Para saber se tem lógica temos que saber a que horas foram as leituras hehe
Como é que a placa liga ao PC ?


----------



## TigPT (1 Jan 2010 às 20:49)

Vince disse:


> Olá
> 
> Para saber se tem lógica temos que saber a que horas foram as leituras hehe
> Como é que a placa liga ao PC ?



Ok Vince,

As leituras foram feitas por volta das 17horas na zona de Alenquer contudo foram feitas perto de uma janela.
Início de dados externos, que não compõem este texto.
PR #691, opened 2025-05-15
DSEGOG-346 upgrade to MUIv6

joelvdavies:
## Description
Upgrades to MUI v6. MRT v3 doesn't mention it adds support to MUI v6, but instead that MUI v6 is the new minimum for that version so have not upgraded here as it doesn't seem required.

The required code changes for the intiial upgrade were minimal, I made use of the applyStyles function for dark mode as its recommended to reduce flickering when changing themes, though we still use mode to manually modify the theme's blue colour and would require changes to scigateway to eliminate properly.

I ended up temporarily enabling https://typescript-eslint.io/getting-started/typed-linting/ to find some deprecated code, and fixed a few other things it noticed e.g. some async functions missing awaits. I also updated all grids to use v2, (largely just props changes, some minor changes to spacing can be observed in some places).

The only outstand deprecated code I am aware of is the `CustomTextField` component present in both the `dateTime.component.tsx` and `xAxisTab.component.tsx` as they still use `inputProps`. I tried refactoring this but at present the anchor ref is still in input props, and due to the extra custom parameters it seems when I wrap it in a function or separate component in order to allow for these extra props, the anchor breaks when closing/opening so the menu appears in the wrong place. So I ended up leaving this to MUI v7/datepickers v8.

## Testing instructions

- [ ] Review code
- [ ] Check Actions build

## Agile board tracking
Closes DSEGOG-346, Closes DSEGOG-421


package.json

Vou meter o sensor na rua e já faço umas leituras novas daqui a uns minutos para os dados serem mais precisos.

Obrigado pela ajuda, sou mesmo Newbie em meteo.


----------



## TigPT (1 Jan 2010 às 21:14)

Bem, estive a medir agora longe de janelas ou outras possíveis fontes de oscilação, num sitio onde há alguma brisa.
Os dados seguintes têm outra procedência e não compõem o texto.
PR #697, opened 2025-05-29
Add labels in channels for vectors

joshdimanteto:
## Description
- Updated app types to support channel labels
- Enhanced channel metadata panel to display and manage labels
- Conditionally x and y units in channel metadata panel
- add channel test for vectors and float_images

## Testing instructions

- [ ] Review code
- [ ] Check Actions build


joshdimanteto:
image

patrick-austin:
Note that there are two places that metadata fields including `units`, `x_units` and `y_units` can be defined. The first is in the [channel manifest](https://github.com/ral-facilities/operationsgateway-api/blob/main/test/endpoints/test_manifest.json). Whatever is defined here will be returned by requests to [/channels](https://github.com/ral-facilities/operationsgateway-api/blob/8955ad50b418149a575222f738347497c219ef7f/operationsgateway_api/src/routes/channels.py#L72-L89) or [/channels/{channel_system_name}](https://github.com/ral-facilities/operationsgateway-api/blob/8955ad50b418149a575222f738347497c219ef7f/operationsgateway_api/src/routes/channels.py#L92-L118).

The second is within the ingested hdf5 file corresponding to a single record. This metadata belongs to a specific record and a specific channel, and will be returned by requests to [/records](https://github.com/ral-facilities/operationsgateway-api/blob/8955ad50b418149a575222f738347497c219ef7f/operationsgateway_api/src/routes/records.py#L30-L144) and [/records/{_id}](https://github.com/ral-facilities/operationsgateway-api/blob/8955ad50b418149a575222f738347497c219ef7f/operationsgateway_api/src/routes/records.py#L198-L272).

These two sources of information do not necessarily match. In our test data, for example, none of the waveform channels have units in the manifest, but the records do have units. A reason for this is to account for the fact that instrumentation may be modified (resulting in different metadata) but record the same thing overall. For example, the same camera might be used but its settings adjusted to increase gain. In this case it would not be appropriate to assign metadata to the manifest, as it wouldn't apply to all records, but it does make sense for each record to track its own metadata.

At the end of the day, despite the similarity in naming and structure, units from the manifest are distinct from units from the record, and they may differ. All we can do is return and display the values that we have defined, whatever the reasoning behind it.

joshdimanteto:
image

louise-davies (approved):
LGTM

21h11m, em Alenquer, os dados foram novamente medidos de 2 em 2 segundos, gostava de ter então algum feedback sobre a possível qualidade dos mesmos.



> A inicializar...
> Temperatura: 10.58C / 51F. Humidade Relativa: 93.58% Ponto de Orvalho: 9.67C
> Temperatura: 10.58C / 51F. Humidade Relativa: 93.43% Ponto de Orvalho: 9.61C
> Temperatura: 10.58C / 51F. Humidade Relativa: 93.33% Ponto de Orvalho: 9.62C
> ...



Que deva fazer a seguir? Médias? Com que intervalos aconselham fazer medidas e médias de quantos valores?

Obrigado.


----------



## Daniel Vilão (1 Jan 2010 às 21:15)

TigPT disse:


> Ok Vince,
> 
> As leituras foram feitas por volta das 17horas na zona de Alenquer contudo foram feitas perto de uma janela. Vou meter o sensor na rua e já faço umas leituras novas daqui a uns minutos para os dados serem mais precisos.
> 
> Obrigado pela ajuda, sou mesmo Newbie em meteo.
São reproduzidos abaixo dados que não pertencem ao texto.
PR #708, opened 2025-06-27
Limit plot data using the search date range DSEGOG-425

joshdimanteto:
## Description
see title 

## Testing instructions

- [ ] Review code
- [ ] Check Actions build
- [ ] {more steps here}

## Agile board tracking
closes DSEGOG-425


louise-davies (changes requested):
Not sure I like having these as just min/maxes - the user just sees a generic `Date-time format: yyyy-MM-dd HH:mm` error - plus if you manually type in a date outside the range it still updates the plot to that range. I think maybe we just add a "Jump to search range" (name pending) shortcut in these pickers as that is potentially helpful and isn't too intrusive either

joshdimanteto:
#718

PR #710, opened 2025-07-01
DSEGOG-422 save plots on session save

joshdimanteto:
## Description
see title

## Testing instructions

- [ ] Review code
- [ ] Check Actions build
- [ ] {more steps here}

## Agile board tracking
closes DSEGOG-422


e2e/mocked/sessions.spec.ts
```diff
@@ -0,0 +1,177 @@
...
+    case 'webkit':
+      screenY = 0;
+      screenX = 0;
+      colour = '#40807e';
+      break;
+    default:
+      screenY = 200;
+      screenX = 200;
+      colour = '#41817f';
+  }
```
louise-davies: I wonder if instead of all this complexity of different browsers having different colours - to try and instead do a partial match (e.g. using `toMatchObject` instead of `toEqual` which allows for matching a subset of properties) so we only check for session properties we care about validating or using `expect.objectContaining()` and using e.g. `expect.any(string)` on values that we don't care about.

Also, why are we changing the plot colour in this test anyway? The test is the same if we just select the channel without selecting the colour or changing something easier e.g. the title of the plot.

e2e/mocked/sessions.spec.ts
```diff
@@ -0,0 +1,177 @@
...
+      functions: { appliedFunctions: [] },
+      plots: {
+        [plotId]: {
+          XAxis: 'timestamp',
+          XAxisScale: 'date',
+          axesLabelsVisible: true,
+          gridVisible: true,
+          id: plotId,
+          innerHeight: 400,
+          innerWidth: 600,
```
louise-davies: I think I remember when looking at this when I implemented the saving positions code that there's no way to resize the popup in playwright? I'm not sure if this is still true, if we can resize the window it would be useful to test that here as well

louise-davies:
Add extra e2e test for non-plot windows saving their position/size

louise-davies (approved):
LGTM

Pela hora de medição, os dados estão perfeitos.


----------



## Daniel Vilão (1 Jan 2010 às 21:18)

TigPT disse:


> Que deva fazer a seguir? Médias? Com que intervalos aconselham fazer medidas e médias de quantos valores?
> 
> Obrigado.



Novamente dados aparentemente bastante acertados. 

Em relação aos intervalos de medição, normalmente o melhor é que estes sejam o mais curtos possível para que não haja dados perdidos pelo meio.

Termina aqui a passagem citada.